Let me say some words about vectorization.
Vectorization could be manual (developer writes SSE instructions) or automatic (compiler rollups loops and inserts SSE instructions).
Modern compilers can generate quite optimal vectorized code.
Manual vectorization requires a lot of work and don't always guarantee significant speedup.
But both kind of vectorizations are possible only if data processing algorithms have local memory access patterns.
So, good data structure design automatically gives you automatic vectorization.
Column-oriented processing a-priori assumes vectorized code execution, but there are many details in its implementation...
ClickHouse indeed don't have explicit SSE instructions in aggregate functions.
However their memory access patterns remains local.
But there is an overhead for procedure add() call (it adds new element to a group).
To avoid the overhead, ClickHouse has runtime compilation of aggregate function with clang (docs in Russian, install clang, and set <compile>1</compile> in profile settings).

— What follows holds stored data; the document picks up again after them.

PR #1023, opened 2017-10-09
Fixes #1020 -- docs deployment

### LINKED ISSUE #1020: Docs did not publish for some tagged releases
#### Agent Version
10.0.0
10.1.0
9.4.0
8.3.6

#### OpenStack Release
stable/newton

#### Description
The documentation did not deploy for the tagged releases. 

- [ ] Deploy tagged versions by creating a new branch from each release tag.
- [ ] Troubleshoot and fix the deploy script.

jputrino:
@dflanigan 
@ssorenso 

Fixes #1020 

#### What's this change do?
Updates how the variable that determines the publication path for docs is set.
This should prevent us from having further issues with deployment.

### DIFF
--- a/.travis.yml
+++ b/.travis.yml
@@ -6,7 +6,7 @@ env:
     - PKG_RELEASE=$(python ${DIST_REPO}/scripts/get-version-release.py --release)
     - PKG_RELEASE_EL7=${DIST_REPO}/rpms/build/f5-openstack-agent-${PKG_VERSION}-${PKG_RELEASE}.el7.noarch.rpm
     - PKG_RELEASE_1404=${DIST_REPO}/deb_dist/python-f5-openstack-agent_${PKG_VERSION}-${PKG_RELEASE}_1404_all.deb
-    - RELEASE_TAG="v$(echo $PKG_VERSION | cut -d . -f 1,2)"
+    - RELEASE_TAG=v$(echo $PKG_VERSION | cut -d . -f 1,2)
 services:
 - docker
 language: python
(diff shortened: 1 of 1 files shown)


pjbreaux:

.travis.yml
```diff
@@ -6,6 +6,7 @@ env:
     - PKG_RELEASE=$(python ${DIST_REPO}/scripts/get-version-release.py --release)
     - PKG_RELEASE_EL7=${DIST_REPO}/rpms/build/f5-openstack-agent-${PKG_VERSION}-${PKG_RELEASE}.el7.noarch.rpm
     - PKG_RELEASE_1404=${DIST_REPO}/deb_dist/python-f5-openstack-agent_${PKG_VERSION}-${PKG_RELEASE}_1404_all.deb
+    - RELEASE_TAG="v$(echo $PKG_VERSION | cut -d . -f 1,2)"
```
ssorenso: Understanding that this is a 'picky' semantic change, I apologize at the level of 'meaning' at runtime; however, there's no reason to use the `"`.  Compile this with the fact that we're not using `"` anywhere else in these definitions without a clear reason, and I'm left with the thought that we should continue to use the same pattern and only use quotes when they're necessary.

Proof that they're not necessary:
```shell
$ zoo=v$(echo 8.3.2b1 | cut -d . -f 1,2)
$ echo $zoo
v8.3
```
Depending on your history, this may be cringe-worthy; however, the decision to not use quotes has already been made.

jputrino: Fixed. :)

ssorenso:
this is okay to merge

ClickHouse generates a code for all aggregate functions of a query, Clang comiples it, rollups loops, inlines all add() calls and tries to insert SSE code.

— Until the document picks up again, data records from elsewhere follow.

PR #1025, opened 2017-10-10
fix unittests in nightly

### LINKED ISSUE #1021: unit test results are not reported in TRTL.

zancas:
@pjbreaux 
Fixes #1021

### DIFF
--- a/Jenkinsfile
+++ b/Jenkinsfile
@@ -23,16 +23,13 @@ pipeline {
         stage("unit"){ 
             steps {
                 sh '''
-                    # - initialize env vars
-                    . systest/scripts/init_env.sh
-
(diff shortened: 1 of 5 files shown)


zancas:
The "unit" Jenksfile stage is now _only_ run in the case of a particular Jenkins-injected parameter being set.

zancas:
TRTL does not record a build start during the "unit" stage.

zancas:
`unit_test_run_wrapper.sh` is always invoked from the "Jenkinsfile" directory.

pjbreaux:
@zancas: I though we would get this change into master, then cherry-pick the fix back. Is that not feasible right now?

Such efforts allows to increase speed of GROUP BY up to 2x times.
We don't have benchmark for "CH with vectorization on" vs "CH with vectorization off" case due to reasons described above.
But we compared performance of ClickHouse with several row-oriented databases (that has lack of vectorization).
You can see the result on benchmark page.
We don't compile code with AVX by default, since some amount of productions servers dont's support it still.
You can add a compiler's flag and recompile ClickHouse to turn on AVX, but manual vectorizatoins will use SSE only.